Each line in the records below, from the one that contains "PR #162, opened 2021-01-26" to the one that contains "I don't know", should be reproduced exactly, the first and last included.

___

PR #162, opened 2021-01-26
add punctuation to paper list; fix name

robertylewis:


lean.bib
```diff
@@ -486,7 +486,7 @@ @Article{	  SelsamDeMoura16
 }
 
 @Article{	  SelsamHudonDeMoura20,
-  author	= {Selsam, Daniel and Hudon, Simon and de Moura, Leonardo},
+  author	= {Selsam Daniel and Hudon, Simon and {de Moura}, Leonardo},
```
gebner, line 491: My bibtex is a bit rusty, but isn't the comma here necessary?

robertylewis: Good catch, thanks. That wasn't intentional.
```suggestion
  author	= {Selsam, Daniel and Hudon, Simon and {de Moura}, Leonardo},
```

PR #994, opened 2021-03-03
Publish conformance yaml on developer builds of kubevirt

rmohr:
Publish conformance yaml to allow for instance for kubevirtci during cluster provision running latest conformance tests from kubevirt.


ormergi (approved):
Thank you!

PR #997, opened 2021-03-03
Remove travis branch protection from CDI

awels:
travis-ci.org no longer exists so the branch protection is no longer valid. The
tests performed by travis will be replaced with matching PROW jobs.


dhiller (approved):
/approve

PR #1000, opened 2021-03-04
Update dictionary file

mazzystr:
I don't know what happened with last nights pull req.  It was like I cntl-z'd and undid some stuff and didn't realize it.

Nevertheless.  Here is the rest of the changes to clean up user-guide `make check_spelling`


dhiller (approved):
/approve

___

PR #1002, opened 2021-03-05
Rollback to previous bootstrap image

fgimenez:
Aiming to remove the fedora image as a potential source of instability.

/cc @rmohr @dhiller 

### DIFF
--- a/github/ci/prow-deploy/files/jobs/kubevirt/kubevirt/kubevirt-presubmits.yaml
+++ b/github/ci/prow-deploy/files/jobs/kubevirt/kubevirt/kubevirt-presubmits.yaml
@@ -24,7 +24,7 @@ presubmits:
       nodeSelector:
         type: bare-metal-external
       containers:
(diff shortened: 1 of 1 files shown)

___

(Result of the exercise):
PR #162, opened 2021-01-26
add punctuation to paper list; fix name

robertylewis:


lean.bib
```diff
@@ -486,7 +486,7 @@ @Article{	  SelsamDeMoura16
 }
 
 @Article{	  SelsamHudonDeMoura20,
-  author	= {Selsam, Daniel and Hudon, Simon and de Moura, Leonardo},
+  author	= {Selsam Daniel and Hudon, Simon and {de Moura}, Leonardo},
```
gebner, line 491: My bibtex is a bit rusty, but isn't the comma here necessary?

robertylewis: Good catch, thanks. That wasn't intentional.
```suggestion
  author	= {Selsam, Daniel and Hudon, Simon and {de Moura}, Leonardo},
```

PR #994, opened 2021-03-03
Publish conformance yaml on developer builds of kubevirt

rmohr:
Publish conformance yaml to allow for instance for kubevirtci during cluster provision running latest conformance tests from kubevirt.


ormergi (approved):
Thank you!

PR #997, opened 2021-03-03
Remove travis branch protection from CDI

awels:
travis-ci.org no longer exists so the branch protection is no longer valid. The
tests performed by travis will be replaced with matching PROW jobs.


dhiller (approved):
/approve

PR #1000, opened 2021-03-04
Update dictionary file

mazzystr:
I don't know what happened with last nights pull req.  It was like I cntl-z'd and undid some stuff and didn't realize it.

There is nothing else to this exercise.